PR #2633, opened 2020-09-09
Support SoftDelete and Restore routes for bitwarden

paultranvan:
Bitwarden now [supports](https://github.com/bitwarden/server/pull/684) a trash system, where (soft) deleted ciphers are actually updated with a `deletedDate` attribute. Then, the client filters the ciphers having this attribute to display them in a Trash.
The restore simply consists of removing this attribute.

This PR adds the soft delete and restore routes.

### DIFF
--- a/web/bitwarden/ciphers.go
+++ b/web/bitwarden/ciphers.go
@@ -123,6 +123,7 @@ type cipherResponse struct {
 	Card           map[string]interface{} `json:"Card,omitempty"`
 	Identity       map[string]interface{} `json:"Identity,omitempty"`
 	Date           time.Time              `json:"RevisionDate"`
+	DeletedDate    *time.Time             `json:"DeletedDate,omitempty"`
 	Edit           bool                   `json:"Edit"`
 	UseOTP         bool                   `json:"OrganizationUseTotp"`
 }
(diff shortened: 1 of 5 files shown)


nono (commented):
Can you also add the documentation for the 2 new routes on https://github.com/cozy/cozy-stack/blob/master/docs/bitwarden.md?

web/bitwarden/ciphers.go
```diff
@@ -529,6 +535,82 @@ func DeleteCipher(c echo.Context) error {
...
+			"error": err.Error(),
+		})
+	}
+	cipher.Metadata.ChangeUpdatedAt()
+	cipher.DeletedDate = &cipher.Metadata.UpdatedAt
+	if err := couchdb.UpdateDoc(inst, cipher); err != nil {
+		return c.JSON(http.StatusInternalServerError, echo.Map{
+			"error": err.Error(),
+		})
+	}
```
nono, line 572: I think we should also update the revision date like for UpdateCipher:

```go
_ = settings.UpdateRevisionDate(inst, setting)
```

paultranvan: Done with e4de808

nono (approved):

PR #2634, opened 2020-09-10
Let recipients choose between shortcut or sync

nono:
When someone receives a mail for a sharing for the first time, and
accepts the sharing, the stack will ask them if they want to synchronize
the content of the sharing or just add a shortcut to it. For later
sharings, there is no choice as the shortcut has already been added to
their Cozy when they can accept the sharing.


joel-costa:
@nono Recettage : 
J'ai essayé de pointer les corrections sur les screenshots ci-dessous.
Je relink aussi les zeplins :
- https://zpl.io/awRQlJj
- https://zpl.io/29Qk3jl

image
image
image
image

=====

Problem >>
Return only the exact lines from the opening of the records through the line that contains "The restore simply", both included.

Answer to the exercise >>
PR #2633, opened 2020-09-09
Support SoftDelete and Restore routes for bitwarden

paultranvan:
Bitwarden now [supports](https://github.com/bitwarden/server/pull/684) a trash system, where (soft) deleted ciphers are actually updated with a `deletedDate` attribute. Then, the client filters the ciphers having this attribute to display them in a Trash.
The restore simply consists of removing this attribute.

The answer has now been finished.